(Adapted from Russell James)
1 head of dino (black) kale
¼ tsp sea salt
½ cup cherry tomatoes
¼ raw sunflower (or hemp) seeds
A few grinds of black pepper
1 small avocado or ½ a medium avocado
¼ tsp chili powder
¼ onion powder
¼ tsp garlic powder
¼ tsp cumin
½ Tbsp Bragg’s Aminos (or tamari, or low-sodium soy sauce)
½ Tbsp balsamic vinegar
½ Tbsp olive oil
1 Tbsp lemon juice
1 tsp tahini
1-2 tsp coconut nectar (or raw agave, or raw honey)
Last night I developed a craving for raw kale salad, but I wanted something different and more interesting than the typical tahini-lemon-soy dressing that I usually default to. I took raw chef Russell James’ recipe as inspiration and changed up the dressing.
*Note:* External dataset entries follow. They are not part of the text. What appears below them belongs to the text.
PR #150, opened 2020-11-17
backend: support managed buffer that is associated to a single device

zhenggb72:
Signed-off-by: Gengbin Zheng <gengbin.zheng@intel.com>

## Author Checklist

### DIFF
--- a/src/backend/src/yaksuri_progress.c
+++ b/src/backend/src/yaksuri_progress.c
@@ -896,7 +896,9 @@ int yaksuri_progress_enqueue(const void *inbuf, void *outbuf, uintptr_t count, y
             goto enqueue_subreq;
         }
 
-        if (request->backend.outattr.type == YAKSUR_PTR_TYPE__MANAGED) {
+        if (request->backend.outattr.type == YAKSUR_PTR_TYPE__MANAGED &&
+            (request->backend.outattr.device == -1 ||
+             request->backend.inattr.device == request->backend.outattr.device)) {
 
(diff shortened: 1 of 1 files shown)


src/backend/src/yaksur_pup.c
```diff
@@ -46,6 +46,13 @@ static int ipup(const void *inbuf, void *outbuf, uintptr_t count, yaksi_type_s *
                 request->backend.outattr.type == YAKSUR_PTR_TYPE__GPU) {
                 reqpriv->gpudriver_id = id;
                 break;
+            } else if (request->backend.inattr.type == YAKSUR_PTR_TYPE__MANAGED &&
+                       request->backend.outattr.type == YAKSUR_PTR_TYPE__MANAGED &&
+                       request->backend.inattr.device != -1 &&
+                       request->backend.outattr.device != -1 &&
+                       request->backend.inattr.device != request->backend.outattr.device) {
+                reqpriv->gpudriver_id = id;
+                break;
```
pavanbalaji, line 55: I thought the intent of this PR was to handle cases where one buffer was on the GPU and the other was managed but could not migrate to the other GPU.  In such cases, since at least one of the buffers is on the GPU, the first "if" already handles this.

zhenggb72: ok, you are right. This case is not needed.

pavanbalaji: There is a bunch of code in this PR that is following the same incorrect logic.  This PR needs several fixes.

pavanbalaji (changes requested):

pavanbalaji (approved):

PR #169, opened 2021-01-14
infohint: add nogpu as a gpudriver_id hint

### LINKED ISSUE #168: Add an info hint key to disable gpu buffer query
When an application is using a CPU buffer, it is desirable to hint yaksa to avoid unnecessary GPU attribute queries. Currently, we have to supply per driver attribute which is clumsy when user simply wants to disable the GPU check.

hzhou:
## Pull Request Description

The purpose of this PR is add a way to tell yaksa the both `in_buf` and `out_buf` is cpu host memory. This is useful when yaksa is configured with GPU support but the application doesn't use gpu memory or the application knows when their buffer is entirely from CPU and thus doesn't need to pay the pointer attribute query overhead.

## Expected Impact

Fixes #168 

## Author Checklist

### DIFF
--- a/test/pack/pack.c
+++ b/test/pack/pack.c
@@ -49,6 +49,22 @@ static void swap_segments(uintptr_t * starts, uintptr_t * lengths, int x, int y)
     lengths[y] = tmp;
 }
 
+static void host_only_get_ptr_attr(yaksa_info_t * info)
+{
+    static int count = 0;
+    if ((++count) % 2 == 0) {
+        int rc;
+
+        rc = yaksa_info_create(info);
+        assert(rc == YAKSA_SUCCESS);
+
+        rc = yaksa_info_keyval_append(*info, "yaksa_gpu_driver", "nogpu", strlen("nogpu"));
+        assert(rc == YAKSA_SUCCESS);
+    } else {
+        *info = NULL;
+    }
+}
+
 char typestr[MAX_DTP_BASESTRLEN + 1] = { 0 };
 
 int seed = -1;
@@ -228,8 +244,16 @@ void *runtest(void *arg)
         pack_alloc_mem(tbuf_devid, tbufsize, tbuf_memtype, &tbuf_h, &tbuf_d);
 
         yaksa_info_t pack_info, unpack_info;
-        pack_get_ptr_attr(sbuf_d + sobj.DTP_buf_offset, tbuf_d, &pack_info);
-        pack_get_ptr_attr(tbuf_d, dbuf_d + dobj.DTP_buf_offset, &unpack_info);
+        if (sbuf_memtype != MEM_TYPE__DEVICE && tbuf_memtype != MEM_TYPE__DEVICE) {
+            host_only_get_ptr_attr(&pack_info);
+        } else {
+            pack_get_ptr_attr(sbuf_d + sobj.DTP_buf_offset, tbuf_d, &pack_info);
+        }
+        if (tbuf_memtype != MEM_TYPE__DEVICE && dbuf_memtype != MEM_TYPE__DEVICE) {
+            host_only_get_ptr_attr(&unpack_info);
+        } else {
+            pack_get_ptr_attr(tbuf_d, dbuf_d + dobj.DTP_buf_offset, &unpack_info);
+        }
 
         for (int j = 0; j < segments; j++) {
             uintptr_t actual_pack_bytes;
--- a/test/pack/pack.c
+++ b/test/pack/pack.c
@@ -49,10 +49,9 @@ static void swap_segments(uintptr_t * starts, uintptr_t * lengths, int x, int y)
     lengths[y] = tmp;
 }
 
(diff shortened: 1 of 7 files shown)


hzhou:
test:yaksa/gpu

hzhou:
test:yaksa/gpu

hzhou:
@pavanbalaji The PR is ready for your review. There is 1 failure in the newly created gpu testing, see https://github.com/pmodels/yaksa/pull/169#issuecomment-760615322, I am not sure it is related to this PR. Maybe you can help to decide. Meanwhile, I'll re-run the test to confirm.

hzhou:
tets:yaksa/gpu

hzhou:
test:yaksa/gpu

hzhou:
@pavanbalaji Tests are clean. Ready for your review.

test/pack/pack.c
```diff
@@ -228,8 +244,16 @@ void *runtest(void *arg)
...
+        if (sbuf_memtype != MEM_TYPE__DEVICE && tbuf_memtype != MEM_TYPE__DEVICE) {
+            host_only_get_ptr_attr(&pack_info);
+        } else {
+            pack_get_ptr_attr(sbuf_d + sobj.DTP_buf_offset, tbuf_d, &pack_info);
+        }
+        if (tbuf_memtype != MEM_TYPE__DEVICE && dbuf_memtype != MEM_TYPE__DEVICE) {
+            host_only_get_ptr_attr(&unpack_info);
+        } else {
+            pack_get_ptr_attr(tbuf_d, dbuf_d + dobj.DTP_buf_offset, &unpack_info);
+        }
```
pavanbalaji, line 256: This patch is forcing all host-only testing to use this new info hint.  This will cause us to lose all testing for the cases where this info hint is not provided.

pavanbalaji (changes requested):

test/pack/pack.c
hzhou: It only adds the info hint to half of the cases, similar to the gpu tests. Refer to line 55 above.

test/pack/pack.c
```diff
@@ -49,6 +49,22 @@ static void swap_segments(uintptr_t * starts, uintptr_t * lengths, int x, int y)
     lengths[y] = tmp;
 }
 
+static void host_only_get_ptr_attr(yaksa_info_t * info)
+{
+    static int count = 0;
+    if ((++count) % 2 == 0) {
```
pavanbalaji, line 55: Is this thread-safe?

hzhou: Not really. But the consequence is just less than perfect half by half testing.  The same  mechanism is used in `test/pack/pack-cuda.c`. We can make it atomic (do we have atomic library for the testing?) but maybe it isn't worth the trouble.

pavanbalaji: No, randomness is not desirable in this case.  It's better to make both cases deterministic.  If we don't have an atomic library, we could use a lock or decide on the info hint based on the iteration number.

hzhou: Okay

hzhou:
test:yaksa/gpu

hzhou:
test:yaksa/gpu

hzhou:
@pavanbalaji ready for your review again

pavanbalaji:
How did the failures disappear?  Did you simply rerun the tests till they disappeared?  That's not a good model.  It only means that the errors are intermittent and are being ignored.

hzhou:
> 
> 
> How did the failures disappear? Did you simply rerun the tests till they disappeared? That's not a good model. It only means that the errors are intermittent and are being ignored.

I did record them down. They seem to be intermittent gpu errors. I won't have time to debug them. I'll have to check them later.

pavanbalaji:
If they are happening with `main` too, then we should at least have an issue created for it.  If it's not happening with `main`, then it's a problem with this PR and it cannot be merged till that's fixed.

hzhou:
> 
> 
> If they are happening with `main` too, then we should at least have an issue created for it. If it's not happening with `main`, then it's a problem with this PR and it cannot be merged till that's fixed.

Let me open a dummy PR to check that

pavanbalaji:
I meant in the nightly tests.  You don't need a dummy PR.

hzhou:
> 
> 
> I meant in the nightly tests. You don't need a dummy PR.


> 
> 
> I meant in the nightly tests. You don't need a dummy PR.

Sure. Let me create one.

hzhou:
@pavanbalaji The cuda memory issue was reproduced in nightly test (https://jenkins-pmrs.cels.anl.gov/view/yaksa/job/yaksa-nightly-gpu/lastCompletedBuild/testReport/) and tracked in issue https://github.com/pmodels/yaksa/issues/170

hzhou:
@pavanbalaji Is there any remaining issues with this PR?

pavanbalaji (approved):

First, wash the kale. De-stem it, and chop into smaller strips. Place in a bowl, and add the sea salt. Massage kale thoroughly until it wilts, and looks tender. Add in tomatoes and seeds.
Place all dressing ingredients into a blender (or use a whisk), and mix well.
Spoon dressing into salad, grinds in pepper, and mix everything together thoroughly. Allow it to sit for 10 minutes or so before eating.